> _To do_: Check every line of the data below for the word "println". Copy the ones that have it.

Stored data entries
PR #740, opened 2021-02-02
Add sha256 hash to `fluvio version`

### LINKED ISSUE #680: Add sha256 hash to `fluvio version`
We should make the Fluvio CLI hash itself and paste that hash into the `fluvio version`. This will give us an indisputably unique identifier of the executable which is being run. The git hash is good, but slightly misleading, since it does not account for working directory changes that have not been committed.

tjtelan:
Minor alignment fix for existing columns
Resolves #680


src/cli/src/lib.rs
```diff
@@ -243,7 +246,13 @@ struct VersionOpt {}
...
 impl VersionOpt {
     pub async fn process(self, target: ClusterTarget) -> Result<()> {
-        println!("Fluvio CLI      : {}", crate::VERSION.trim());
+        println!("Fluvio CLI        : {}", crate::VERSION.trim());
+
+        // Read CLI and compute its sha256
+        let fluvio_bin = File::open(std::env::current_exe()?.into_os_string())?;
+        let reader = BufReader::new(fluvio_bin);
+        let fluvio_bin_sha256 = Sha256::digest(reader.buffer());
+        println!("Fluvio CLI SHA256 : {:x}", fluvio_bin_sha256);
```
nicholastmosher, line 255: I tried this out and the hash this produced did not match the output of hashing it manually via

```
$ shasum -a256 < target/debug/fluvio
```

I believe the problem here is that `reader.buffer()` does not read the full contents of the file, just what the buffered reader has buffered in memory.

Try using `let bytes = std::fs::read(std::env::current_exe()?)?` for reading the file, it's a handy helper that will read the full contents

nicholastmosher (changes requested):
Thanks for the PR @tjtelan! I found one issue which I commented below. Can you check that the hash given in `version` matches a manual hash check? Depending on your system you can use `shasum -a256` or `sha256sum`

src/cli/src/lib.rs
tjtelan: Hm. My manual testing initially had the hash output match the output of `shasum`, but I'm seeing that they are different as well. That's disappointing, and I agree that the buffered reader doesn't have the full file contents.

The reason I was using `BufReader` instead of `std::fs:read` is due in part to a very lengthy pause to the output of `fluvio version`. The output *is correct* using the `std::fs::read` though.

The first line will print, then almost 30 seconds will pass before the remaining version output prints.


```
$ time fluvio version
Fluvio CLI        : 0.7.0-alpha.2
Fluvio CLI SHA256 : e34467b0685a9c611e917c06ee5352a3f7bf83ba863ea4c2dcaa25d5c4b5c007
Fluvio Platform   : 0.7.0-alpha.2
Git Commit        : 7cd3e8df148e4c9a7a042a510e1081f73f1e6155
OS Details        : Linux 5.10.7-3-MANJARO x86_64 GNU/Linux
Rustc Version     : 1.48.0 (7eac88a 2020-11-16)

real    0m26.951s
user    0m26.803s
sys     0m0.147s
```

Just for comparison, here is the timed output for `shasum`
```
$ time shasum -a256 < target/debug/fluvio
e34467b0685a9c611e917c06ee5352a3f7bf83ba863ea4c2dcaa25d5c4b5c007  -

real    0m1.199s
user    0m1.167s
sys     0m0.031s
```

nicholastmosher: I saw this issue in `fluvio cloud version` when we implemented this there. If you build the binary in release mode, the time to self-hash becomes imperceptible, both because it is higher performance and because the binary is smaller

tjtelan: The release mode binary has much better performance. And the output is correct too.

```
$ time target/release/fluvio version
Fluvio CLI        : 0.7.0-alpha.2
Fluvio CLI SHA256 : 3faa035a15e766029300f1ea3748ebda1bc54aff1f90664574245c377544d72b
Fluvio Platform   : 0.7.0-alpha.2
Git Commit        : a7ecb18a03892ec97d0c754e2a1683ced4afad33
OS Details        : Linux 5.10.7-3-MANJARO x86_64 GNU/Linux
Rustc Version     : 1.48.0 (7eac88a 2020-11-16)

real    0m0.188s
user    0m0.146s
sys     0m0.049s
```

Vs  `shasum`
```
$ time shasum -a256 < target/release/fluvio
3faa035a15e766029300f1ea3748ebda1bc54aff1f90664574245c377544d72b  -

real    0m0.175s
user    0m0.165s
sys     0m0.010s
```

nicholastmosher (approved):
LGTM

> _Solution for this problem_:
-        println!("Fluvio CLI      : {}", crate::VERSION.trim());
+        println!("Fluvio CLI        : {}", crate::VERSION.trim());
+        println!("Fluvio CLI SHA256 : {:x}", fluvio_bin_sha256);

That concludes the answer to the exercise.